*** Dataset extract

PR #1337, opened 2026-08-05
Stop ClickHouse from starving the node with its own logs

### LINKED ISSUE #1335: ClickHouse's own system logging can consume the whole node and surface as an opaque runner-error
## What happened

On a single-node install (t4g.large, 2 vCPU), agent turns began failing in Slack
with:

```
The run failed (runner-error) after 3 attempt(s). Flagging for a human.
```

The worker's own logs give the proximate cause:

```
ClaimTimeoutError('claim curie-thread-2190be4f36-44dd25 not bound within 90.0s')
```

The node was CPU-starved: load average 6.57 on 2 cores, `/proc/pressure/cpu`
`some avg10=92.83`, while IO pressure was `0.02` and memory pressure `0.36`.
Every pod read `Running`, the node read `Ready`, and no alert fired — the shape
`sandbox/substrate.py` already documents in its ClaimTimeoutError comment.

## Root cause: a merge that can never succeed, retried forever

The CPU was entirely consumed by ClickHouse merging **its own system log
tables**. Storage breakdown at the time:

| database | size |
|---|---|
| `system` | **2.72 GiB** |
| `default` (the actual Langfuse data) | **31.56 KiB** |

A ~90,000:1 ratio of self-telemetry to payload, on an install with 12 traces and
127 observations.

| table | size | rows |
|---|---|---|
| `system.text_log` | 2.30 GiB | 63,295,036 |
| `system.trace_log` | 215 MiB | 14,212,454 |
| `system.metric_log` | 140 MiB | 676,824 |
| `system.asynchronous_metric_log` | 73 MiB | 120,786,562 |

The engine driving it, from `system.text_log` (17,465 Error rows/hour, all
identical):

```
Exception while executing background task {61ecb0a0-…::202607_30066_33598_279}:
Code: 241. DB::Exception: Memory limit (total) exceeded: would use 1.36 GiB
(attempt to allocate chunk of 4361168 bytes), maximum: 1.35 GiB
```

`61ecb0a0-…` is `system.metric_log`. The loop:

1. The chart caps ClickHouse at 1536Mi; its internal ceiling lands at 1.35 GiB.
2. `system.metric_log` accumulates enough parts that merging them needs more
   than that.
3. The merge fails. ClickHouse retries failed merges indefinitely.
4. Each attempt burns CPU and writes a **~4 KB stack trace** into
   `system.text_log`, at Debug level.
5. `text_log` grows, needs its own merges, which log too.
6. Because merges keep failing, parts **accumulate**, so the next merge is
   **larger**, so it fails harder. The merge range above spans ~3,500 parts.

It is a death spiral, not linear growth, and it is entirely self-sustaining —
independent of agent traffic. Daily average CPU on this box went 17% → 27% →
30% → 38% → 65% → 81% → 98% over eight days with no change in Slack volume.

Log level is a contributing factor. One hour of `system.text_log`:

| level | rows |
|---|---|
| Debug | 253,727 |
| Trace | 58,186 |
| Error | 17,465 |
| Information | **15** |
| Warning | **5** |

Top loggers are all merge machinery: `MergeTreeSequentialSource` (174,775),
`MergeTask::PrepareStage` (37,208), `MergeTreeBackgroundExecutor` (17,445).

## Why this is a chart defect, not an operator error

Four defaults combine into a trap, and no single one looks wrong alone:

- system log tables enabled (`text_log` is **off** by default in vanilla
  ClickHouse)
- logger level at Debug rather than `information`/`warning`
- no TTL on any system log table
- a 3 GiB PVC and a 1.35 GiB memory ceiling **too small to merge what that
  logging produces**

Any self-hosted install will reach this given enough uptime. It took eight days
here. The PVC was at 91% when found.

What makes it expensive to debug is the distance between cause and symptom: the
operator sees `runner-error` in Slack. Nothing connects that to ClickHouse's
logging config, and every dashboard reads healthy because CPU starvation sets no
node condition.

## Remediation applied (runtime only, no chart change)

```sql
TRUNCATE TABLE system.metric_log;              -- removes the impossible merge
TRUNCATE TABLE system.text_log;
TRUNCATE TABLE system.trace_log;
TRUNCATE TABLE system.asynchronous_metric_log;
TRUNCATE TABLE system.error_log;
ALTER TABLE system.<each> MODIFY TTL event_date + INTERVAL 1 DAY;
```

Result, within three minutes:

| | before | after |
|---|---|---|
| load average | 6.57 | 0.67 |
| CPU pressure `some avg10` | 92.89 | 5.94 |
| ClickHouse CPU | 999m (pinned at its 1000m limit) | 45m |
| running merges | 3–5 | 0 |
| `system` database | 2.72 GiB | 350 KiB |
| `text_log` rows | 63,295,036 | 1,928 |

Note the truncate of `text_log` alone would **not** have fixed it — that table
is the exhaust. The failing merge is on `metric_log`, and without truncating it
the loop refills `text_log` within days.

## Suggested fix in the chart

1. Set the ClickHouse logger level to `warning` (or `information`).
2. Disable `text_log`, `trace_log`, `metric_log` and `asynchronous_metric_log`,
   or ship them with a short TTL. On a trace store holding kilobytes, none of
   them earn their cost.
3. If they stay enabled, size the memory limit against what merging them
   requires, or lower ClickHouse's merge memory settings so a merge cannot
   exceed the ceiling and wedge.
4. Consider whether `runner-error` can carry a hint when the node is under
   sustained CPU pressure — `substrate.py` already knows this is the likeliest
   cause and says so in a comment no operator will read.

Environment: curie chart with `langfuse.deploy=true`, `clickhouse.deploy=true`,
ClickHouse 24.8.14.39, k3s v1.36.2, single node t4g.large (arm64), 3 GiB
local-path PVC.

jw3329:
Fixes #1335.

ClickHouse ships configured for a dedicated analytics box. This chart runs it as
an embedded store for kilobytes of Langfuse traces, with **no config overlay at
all** — so it keeps the image defaults: logger at `trace`, and 30 days of
`text_log` / `trace_log` / `metric_log` / `asynchronous_metric_log`.

Measured on a live single-node install after eight days:

| database | size |
|---|---|
| `system` | **2.72 GiB** — ClickHouse logging about itself |
| `default` | **31.56 KiB** — the actual Langfuse data |

A 90,000:1 ratio, in a 3Gi volume that was 91% full.

## It ends in a merge that cannot succeed, retried forever

Once `system.metric_log` needs more than the 1536Mi limit to merge, the merge
throws `MEMORY_LIMIT_EXCEEDED`. ClickHouse retries failed merges indefinitely.
Each attempt writes a **~4 KiB stack trace into `text_log`**, which then needs
merging itself — and because failures make parts accumulate, the next merge is
*larger* and fails *harder*.

One hour of `text_log`: **253,727 Debug and 58,186 Trace rows against 15
Information.** Every top logger was merge machinery (`MergeTreeSequentialSource`
174,775, `MergeTask::PrepareStage` 37,208).

A positive feedback loop with no relationship to traffic:

| Day | 1 | 2 | 3 | 4 | 5 | 6 | 7 | 8 |
|---|---|---|---|---|---|---|---|---|
| Avg CPU | 17% | 27% | 30% | 38% | 65% | 81% | 98% | 92% |

Slack volume never changed. Eventually sandbox pods could not win enough CPU to
bind their claim inside the 90s deadline, and every turn escalated as an opaque
`runner-error`.

**Nothing catches it.** CPU starvation sets no node condition — the node reads
`Ready`, pods read `Running`, probes stay green, disk looks fine. `substrate.py`
already predicts this exact shape in a comment, which is the only place it's
written down.

## The fix

A `config.d` overlay — the same mechanism the official image uses for its own
`docker_related_config.xml`, so no image change and no entrypoint override:

- logger → `warning`
- the four firehose tables **removed**
- `query_log` / `part_log` / `error_log` kept (low volume, genuinely useful) with
  a **3-day TTL**, so none can become the next `text_log`
- `clickhouse.systemLogs.enabled=true` brings the four back for anyone debugging
  ClickHouse itself — still TTL-bounded

## This is the second fix for this failure

The first capped ClickHouse's CPU limit from `2` to `1` — see the existing
`resources` comment in values.yaml, which describes this same incident. That
halved the blast radius and left the cause untouched: ClickHouse still wanted a
whole core, permanently, and on a 2-vCPU node half the machine is still fatal to
a 90s deadline. **The same escalation came back.** That comment now records why
the ceiling alone wasn't enough — the core was going to merging its own logs,
not to serving Langfuse.

## Gate

`charts/curie/ci/clickhouse-logging-assertions.sh`, wired into `helm-ci`. It
asserts the log level, the removals, a TTL on every surviving table, plus two
things that are silently fatal if dropped:

- **the `subPath` mount** — mounting the directory would hide the image's own
  `docker_related_config.xml`
- **the checksum annotation** — without it a values edit renders a new ConfigMap
  that the running server never reads, so the fix looks applied while the node
  keeps starving

It also parses the rendered XML in both modes, since a malformed `config.d` file
stops the server from starting and the render is the cheap place to catch it.

**Mutation-tested** — reverting the log level, dropping the `subPath`, removing
the checksum annotation, and un-TTLing `query_log` are each caught. The first
run of the checksum mutation surfaced a bug in the assertion itself (an emptied
`annotations:` parses as `None`, raising `TypeError` instead of failing
cleanly); fixed and re-verified.

## Verification

`helm lint` clean; full chart plus `values-dev`, `values-e2e-harness` and
`values-e2e-nogvisor` all render; `deploy=false` renders nothing;
`persistence.enabled=false` still gets its `data` emptyDir alongside the new
`config` volume.

Applied by hand to the affected install first (truncate + runtime TTLs), which
is what this change makes permanent:

| | before | after |
|---|---|---|
| load average | 6.57 | 0.29 |
| CPU pressure `some avg10` | 92.89 | 5.57 |
| ClickHouse CPU | 999m (pinned at its limit) | 45m |
| running merges | 3–5 | 0 |
| `system` database | 2.72 GiB | 350 KiB |
| `text_log` rows | 63,295,036 | ~2,000 |

Note the runtime version does **not** survive a restart: ClickHouse rebuilds
system log tables from config at startup and renames any whose structure
doesn't match, so a hand-applied TTL is reset to the config's 30 days. That's
precisely why this belongs in the chart.

**Unrelated:** `ci/render-assertions.sh` fails identically before and after this
change on macOS bash (`postgresPassword: unbound variable`), so it's untouched.

### DIFF
--- a/.github/workflows/helm-ci.yaml
+++ b/.github/workflows/helm-ci.yaml
@@ -98,6 +98,18 @@ jobs:
           set -euo pipefail
           bash charts/curie/ci/litellm-sidecar-assertions.sh
 
+      # Prove ClickHouse's own telemetry stays bounded: logger at `warning`, the
+      # four firehose system log tables removed, and whatever remains carrying a
+      # TTL. At image defaults ClickHouse logs at `trace` and keeps 30 days of
+      # self-telemetry -- measured at 2.72 GiB against 31 KiB of real Langfuse
+      # data, filling a 3Gi volume in eight days and ending in a merge that
+      # exceeded the memory limit and retried forever, starving the node until
+      # every agent turn escalated as an opaque `runner-error`.
+      - name: helm render assertions (clickhouse self-telemetry)
+        run: |
+          set -euo pipefail
+          bash charts/curie/ci/clickhouse-logging-assertions.sh
+
       # Prove the Langfuse web+worker containers carry a numeric runAsUser
       # alongside runAsNonRoot (issue #351) so the kubelet can verify non-root
       # and the pods actually start on an enforcing cluster.
--- a/charts/curie/ci/clickhouse-logging-assertions.sh
+++ b/charts/curie/ci/clickhouse-logging-assertions.sh
@@ -1,0 +1,160 @@
+#!/usr/bin/env bash
+#
+# Render-assertion test for the ClickHouse self-telemetry defaults. Proves:
+#
+#   1. DEFAULT render: a config.d overlay ConfigMap exists, sets the logger to
+#      `warning`, and REMOVES text_log/trace_log/metric_log/
+#      asynchronous_metric_log outright.
+#   2. DEFAULT render: the diagnostic tables that remain (query_log, part_log,
+#      error_log) each carry a TTL, so none of them can become the next
+#      text_log.
+#   3. The StatefulSet actually consumes it: a `config` volume, a subPath mount
+#      into config.d, and a checksum annotation so an edit rolls the pod.
+#   4. subPath specifically -- mounting the directory would hide the image's
+#      own docker_related_config.xml.
+#   5. OVERRIDE: `systemLogs.enabled=true` keeps the four tables but TTL-bounds
+#      them rather than leaving them unbounded, and `retentionDays` is honoured.
+#   6. The overlay is well-formed XML in both modes. A malformed config.d file
+#      makes ClickHouse refuse to start, and the render is the only place that
+#      is cheap to catch.
+#   7. `clickhouse.deploy=false` renders nothing, and `persistence.enabled=false`
+#      still gets its `data` emptyDir alongside the new `config` volume.
+#
+# Why this is worth a gate: stock ClickHouse config is sized for a dedicated
+# analytics box, and the chart runs it as an embedded store for kilobytes of
+# Langfuse traces. Left at image defaults it logs at `trace` and retains 30 days
+# of its own telemetry. Measured on a real install: 2.72 GiB of self-telemetry
+# against 31 KiB of Langfuse data, filling a 3Gi volume in eight days, ending in
+# a system.metric_log merge that exceeded the memory limit and was retried
+# forever -- each failure writing a ~4 KiB stack trace into text_log, which then
+# needed merging itself. Daily CPU went 17% -> 98% over eight days with no
+# change in traffic, and every agent turn escalated as an opaque `runner-error`
+# because the sandbox could not win enough CPU to bind its claim inside 90s.
+#
+# A regression here is silent for about a week and then takes the node out, so
+# it is asserted rather than trusted.
+#
+# Runnable locally (from anywhere) and from CI. Fails loudly.
+set -euo pipefail
+
+SCRIPT_DIR="$(cd "$(dirname "${BASH_SOURCE[0]}")" && pwd)"
+CHART="$(cd "$SCRIPT_DIR/.." && pwd)"
+
+TMP="$(mktemp -d)"
+trap 'rm -rf "$TMP"' EXIT
+
+TPL=templates/clickhouse.yaml
+
+fail() { echo "FAIL: $*" >&2; exit 1; }
+
+DEFAULT="$TMP/default.yaml"
+VERBOSE="$TMP/verbose.yaml"
+NOPERSIST="$TMP/nopersist.yaml"
+OFF="$TMP/off.yaml"
+
+echo "=== Rendering ClickHouse (defaults) ==="
+helm template rel "$CHART" --show-only "$TPL" > "$DEFAULT"
+
+echo "=== Rendering ClickHouse (systemLogs.enabled=true, retentionDays=7) ==="
+helm template rel "$CHART" --show-only "$TPL" \
+  --set clickhouse.systemLogs.enabled=true \
+  --set clickhouse.systemLogs.retentionDays=7 > "$VERBOSE"
+
+echo "=== Rendering ClickHouse (persistence disabled) ==="
+helm template rel "$CHART" --show-only "$TPL" \
+  --set clickhouse.persistence.enabled=false > "$NOPERSIST"
+
+echo "=== Rendering ClickHouse (deploy=false) ==="
+helm template rel "$CHART" --show-only "$TPL" \
+  --set clickhouse.deploy=false > "$OFF" 2>/dev/null || true
+
+# ---------------------------------------------------------------- 1, 2, 4, 6
+python3 - "$DEFAULT" "$VERBOSE" <<'PY'
+import sys, yaml, xml.etree.ElementTree as ET
+
+FIREHOSE = ["text_log", "trace_log", "metric_log", "asynchronous_metric_log"]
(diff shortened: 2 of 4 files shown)


jw3329:
## Revised after booting it — the design changed twice

Pushed 96bf8b2. Rendering was not enough; running `clickhouse-server:24.8` against the rendered overlay found two things the render could not.

### 1. Removing `text_log` was wrong

The image ships `<text_log><level>trace</level></text_log>` — and that **level** is the firehose, not the table. `text_log` supports a level filter, so it can be quiet *and* present.

| | rows |
|---|---|
| unfiltered (current default) | ~312,000 / hour |
| filtered to `warning` (measured live) | **10 total**, all `Warning`, after 15 queries + a forced error |

Keeping it matters: a queryable `text_log` is exactly what diagnosed this incident, and unlike the log file it survives the pod. The three timer-driven samplers are still removed — they have no level filter, so on/off is the only lever.

### 2. Errors were reaching nobody

The image logs **only to files** under `/var/log/clickhouse-server/`. On Kubernetes that means `kubectl logs` is empty and the diagnostics die with the container. Verified: with the first version, a forced error appeared on neither stdout nor in any table. Added `<console>1</console>` — now 10 Error/Warning lines land on stdout where an operator will find them. Cheap at `warning`.

### 3. The boot caught a defect in my own change

`--` inside an XML comment is illegal, and this repo's prose dash style put **four** of them in the overlay. ElementTree parses it happily; the Poco SAX parser ClickHouse uses does not:

```
Failed to merge config with '...curie-logging.xml': SAXParseException: Invalid token
exit 232
```

A comment would have taken the store down on every install, and it passed an ElementTree-only check. The assertion now tests for it explicitly — the point of a render gate is to catch what the *server* rejects, not what Python tolerates.

Also added a TTL to `processors_profile_log`, which the live boot showed the image creates too. Missed because it is small today, which `text_log` also once was.

### Verification

Booted on `clickhouse-server:24.8` (arm64): boots clean, samplers absent, `text_log` present and filtered, TTLs applied, errors on stdout. Mutation-tested at seven mutations now — the comment dash, dropping `console`, and unfiltering `text_log` each caught, plus the original four. `helm lint` clean; dev and both e2e overlays render.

******

● **Problem to solve**
Take exactly the lines from the one containing "### 2. Errors were reaching nobody" through the one containing "### Verification" in the data above, and output them with nothing added.

● **Task solution**
### 2. Errors were reaching nobody

The image logs **only to files** under `/var/log/clickhouse-server/`. On Kubernetes that means `kubectl logs` is empty and the diagnostics die with the container. Verified: with the first version, a forced error appeared on neither stdout nor in any table. Added `<console>1</console>` — now 10 Error/Warning lines land on stdout where an operator will find them. Cheap at `warning`.

### 3. The boot caught a defect in my own change

`--` inside an XML comment is illegal, and this repo's prose dash style put **four** of them in the overlay. ElementTree parses it happily; the Poco SAX parser ClickHouse uses does not:

```
Failed to merge config with '...curie-logging.xml': SAXParseException: Invalid token
exit 232
```

A comment would have taken the store down on every install, and it passed an ElementTree-only check. The assertion now tests for it explicitly — the point of a render gate is to catch what the *server* rejects, not what Python tolerates.

Also added a TTL to `processors_profile_log`, which the live boot showed the image creates too. Missed because it is small today, which `text_log` also once was.

### Verification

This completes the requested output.